Prefix-tuning prepends trainable soft tokens to the input sequence at each layer, keeping LM weights frozen. A simplified version, Prompt-Tuning [Lester et al., 2021], applies this only to the embedding layer. This method increases sequence length but allows for fast adaptation to new tasks.

Representation Fine-Tuning (ReFT) [Wu et al., 2024]

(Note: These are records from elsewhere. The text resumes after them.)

PR #45, opened 2020-03-04
b/139312546: Add override for platform.

toddbeckman-g:
This will be used to make a distinction in metrics between manage-your-own gateways and managed ones.

### DIFF
--- a/src/go/gcsrunner/main/runner.go
+++ b/src/go/gcsrunner/main/runner.go
@@ -54,7 +54,6 @@ var (
 	envoyBinaryPath = flag.String("envoy_bin_path", "bin/envoy", "Location of the Envoy binary.")
 	envoyLogLevel   = flag.String("envoy_log_level", "info",
 		"Envoy logging level. Default is `info`. Options are: [trace][debug][info][warning][error][critical][off]")
-	overridePlatform = flag.String("override_platform", "", "If specified, configures `platform` field in Service Control reports.")
 )
 
 func main() {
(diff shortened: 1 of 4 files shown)


src/go/gcsrunner/main/runner.go
```diff
@@ -54,6 +54,7 @@ var (
 	envoyBinaryPath = flag.String("envoy_bin_path", "bin/envoy", "Location of the Envoy binary.")
 	envoyLogLevel   = flag.String("envoy_log_level", "info",
 		"Envoy logging level. Default is `info`. Options are: [trace][debug][info][warning][error][critical][off]")
+	overridePlatform = flag.String("override_platform", "", "If specified, configures `platform` field in Service Control reports.")
```
JLXIA: There is "ComputePlatformOverride" already in the options. 

I would think you only need to set this in the src/go/bootstrap/static/bootstrap.go, set it to "Cloud API Gateway".

src/go/gcsrunner/transform_config.go
```diff
@@ -39,13 +39,20 @@ var (
...
+		overridePlatform = oldAttrs.GetPlatform()
+	}
 	co := options.DefaultCommonOptions()
 	co.MetadataURL = opts.MetadataURL
 	mf := metadata.NewMetadataFetcher(co)
 	attrs, err := mf.FetchGCPAttributes()
 	if err != nil {
 		return err
 	}
+	if overridePlatform != "" {
```
qiwzhang: This seems buggy.   How about we define a separate field "platform_override" in service_control filter config. GCPAttributes are always fetched from Metadata.   Let c++ code to do the platform override.

toddbeckman-g: As was pointed out above:
https://github.com/GoogleCloudPlatform/esp-v2/pull/45#discussion_r387839265

this platform override field is already a feature of the bootstrap. This change will just stop GCS Runner from ignoring that override with this one. It might make sense in the future to update Envoy by changing this implementation, but for now I was hoping to unblock our use of the feature to get metrics asap.

qiwzhang: Ok, then.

ReFT applies task-specific interventions to hidden states at predefined positions and layers. LoReFT combines LoRA with ReFT, updating hidden states as:

\[h' = h + R^T(W h + b - R h)\]

where \(R \in \mathbb{R}^{r \times d}\) and \(W \in \mathbb{R}^{r \times d}\) are low-rank matrices.

Summary: Fine-Tuning Trade-offs

Method	Pros	Cons	Trainable Parameters
Fine-Tuning	Maximises performance, Utilises all model capacity, Simple	High memory/computation cost, Risk of overfitting	100%
Adapters	Low additional parameters, Modular (switchable adapters)	Increases total parameter count, Performance depends on design	~3%
LoRA	Reduces trainable parameters, Merges back into base model	Hyperparameter sensitive, May not match full fine-tuning performance	0.5-1%
Prefix-Tuning	Switchable prefixes for different tasks	Increases sequence length	0.1%
ReFT	Minimises parameter changes, Hybrid of LoRA/adapters	Requires careful tuning (layer/position selection)	0.025-0.05%

Conclusion

The choice between full and partial fine-tuning depends on available resources and task requirements. Full fine-tuning maximises performance but is expensive. PEFT methods like Adapters, LoRA, and ReFT provide efficient alternatives for scenarios with limited data or compute resources.

Citations

Houlsby, N., Giurgiu, A., Jastrzebski, S., Morrone, B., de Laroussilhe, Q., Gesmundo, A., Attariyan, M., & Gelly, S. (2019). Parameter-Efficient Transfer Learning for NLP. arXiv:1902.00751.

Hu, E. J., Shen, Y., Wallis, P., Allen-Zhu, Z., Li, Y., Wang, S., Wang, L., & Chen, W. (2021). LoRA: Low-Rank Adaptation of Large Language Models. arXiv:2106.09685.

Dettmers, T., Pagnoni, A., Holtzman, A., & Zettlemoyer, L. (2023). QLoRA: Efficient Finetuning of Quantized LLMs. arXiv:2305.14314.

Liu, S.-Y., Wang, C.-Y., Yin, H., Molchanov, P., Wang, Y.-C. F., Cheng, K.-T., & Chen, M.-H. (2024). DoRA: Weight-Decomposed Low-Rank Adaptation. arXiv:2402.09353.

Li, X. L., & Liang, P. (2021). Prefix-Tuning: Optimizing Continuous Prompts for Generation. arXiv:2101.00190.

Wu, S., Liu, S., & Ruder, S. (2024). ReFT: Representation Fine-Tuning for Language Models. arXiv:2401.12345.